A ROC analysis showed that the model including age, sex, social class, HDL-cholesterol, T2D, blood pressure, and smoking had very high discriminative capacity for fatty liver disease both in men (AUC = 0.719, 95% CI 0.711 to 0.727) and women (AUC = 0.776, 95% CI 0.760 to 0.792).
Figures 2 and 3 show risk factors associated with FLI-defined NAFLD determined by FLI ≥ 60 across different age groups (18–29, 30–39, 40–49, and 50–65 years) for men and women, respectively. Independently of age, subjects with prediabetes, T2D, prehypertension, or hypertension had a significantly higher risk of FLI-defined NAFLD, and among women most of these associations were stronger than for men. For instance, the OR for T2D in males aged 50–65 years was 2.182 (95% CI 1.857 to 2.565) and 4.539 (95% CI 3.333 to 6.128) in women of the same age.

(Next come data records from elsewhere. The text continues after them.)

PR #732, opened 2022-10-04
Feat/get task endpoint

### LINKED ISSUE #727: create a get endpoint for `/tasks/details/:id`
I need a `GET` endpoint for `/tasks/details/:id` which returns all the details of that particular task, which we will be using in the logs page of dashboard site

vinayak-trivedi:
closes #727 

### what is the change
created a `GET` endpoint `/details/:id` for the task which is going to return all the details of a particular task

### DIFF
--- a/controllers/tasks.js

Furthermore, low social class was a significant risk factor among young and middle-aged adults only (18–49 years in men and 18–39 years in women). Contrarily, HDL-cholesterol was a protector at any age independently of sex, and currently smoking was also inversely related to FLI-defined NAFLD in women of 40–65 years only.
Fig. 2.
Factors associated with FLI ≥ 60† in men by age groups. Odds ratios (OR) and 95% confidence interval (95% CI) of the association between FLI ≥ 60† and social class (high; low), categories of diabetes (no diabetes; prediabetes; diabetes), HDL-cholesterol (mg/dL), categories of blood pressure (BP) (normal; prehypertension; hypertension), and smoking (no smoking, former smoker, current smoker), in men by age groups. Binary logistic regression adjusted by age. *p < 0.05, **p < 0.01, ***p < 0.001. †FLI (< 60 vs. ≥ 60). FLI: fatty liver index; diabetes categories: normal (fasting plasma glucose < 100), prediabetes (fasting plasma glucose 100 to 125), diabetes (fasting plasma glucose > 125 and/or antidiabetic treatment); BP: blood pressure; BP categories: normal BP (systolic BP < 130 and/or diastolic BP < 85 mmHg), prehypertension (systolic BP 130 to 139 and/or diastolic BP 85 to 89 mmHg), hypertension (systolic BP ≥ 140 and/or diastolic BP ≥ 90 mmHg and/or with antihypertensive treatment)
Fig. 3.
Factors associated with FLI ≥ 60† in women by age groups. Odds ratios (OR) and 95% confidence interval (95% CI) of the association between FLI ≥ 60† and social class (high; low), categories of diabetes (no diabetes; prediabetes; diabetes), HDL-cholesterol (mg/dL), categories of blood pressure (BP) (normal; prehypertension; hypertension), and smoking (no smoking, former smoker, current smoker), in men by age groups. Binary logistic regression adjusted by age. *p < 0.05, **p < 0.01, ***p < 0.001. †FLI (< 60 vs. ≥ 60). FLI: fatty liver index; diabetes categories: normal (fasting plasma glucose < 100), prediabetes (fasting plasma glucose 100 to 125), diabetes (fasting plasma glucose > 125 and/or antidiabetic treatment); BP: blood pressure; BP categories: normal BP (systolic BP < 130 and/or diastolic BP < 85 mmHg), prehypertension (systolic BP 130 to 139 and/or diastolic BP 85 to 89 mmHg), hypertension (systolic BP ≥ 140 and/or diastolic BP ≥ 90 mmHg and/or with antihypertensive treatment)
Discussion
The present cross-sectional study showed that 19.1% of our population of Spanish workers presented a FLI-defined NAFLD (FLI ≥ 60), and that it was significantly more prevalent in men (27.9%) than in women (6.8%). Subjects with high FLI values were generally more obese, presented worse cardiometabolic and anthropometric profiles, and had a higher CVR. FLI-defined NAFLD was associated with age (in men only), HDL-cholesterol, social class, smoking status, prediabetes, T2D, prehypertension and hypertension. In both sexes, T2D and hypertension were strongly associated with FLI-defined NAFLD than prediabetes and hypertension, however such associations were stronger in women than men.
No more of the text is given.